Overcoming Obstacles to Problem-Solving
Two major cognitive obstacles show up repeatedly in problem-solving research:
Functional fixedness is the tendency to see objects only in terms of their typical use. In Karl Duncker's classic candle problem, participants struggled to realize that a box of tacks could serve as a shelf, not just a container. They were "fixed" on its usual function.
Mental set is the tendency to keep using a strategy that worked before, even when a simpler or better approach exists. The Luchins water jar experiments demonstrated this: after solving several problems with a complex formula, participants kept using that formula even when a much simpler solution was available.
Overcoming these obstacles requires deliberately questioning your assumptions. Ask yourself: Am I stuck because of how I'm framing this? Trying to explain the problem to someone else, restating it in different words, or imposing arbitrary constraints can all help you see it differently.

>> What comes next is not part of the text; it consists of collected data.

PR #1529, opened 2019-10-01
Adds TypeScript

artem-zakharchenko:

See original motivation in #1497 

- More granular introduction of #1497 
- Implements #1524 

- [x] To write docs
- [x] To write tests


artem-zakharchenko:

Metacognition in Problem-Solving
Metacognition means thinking about your own thinking. In problem-solving, this involves monitoring your progress and recognizing when a strategy isn't working so you can switch approaches.
Key metacognitive practices include:
- Self-questioning — Asking yourself "What am I trying to solve?" "Is this approach working?" "What else could I try?"
- Progress monitoring — Periodically checking whether you're getting closer to a solution or spinning your wheels.
- Strategy evaluation — After solving a problem (or failing to), reflecting on what worked and what didn't.
Students with stronger metacognitive skills tend to be better problem-solvers, not because they're smarter, but because they catch unproductive strategies earlier and adapt. These skills can be taught directly, and research shows that explicit metacognitive instruction improves problem-solving performance across age groups and subjects.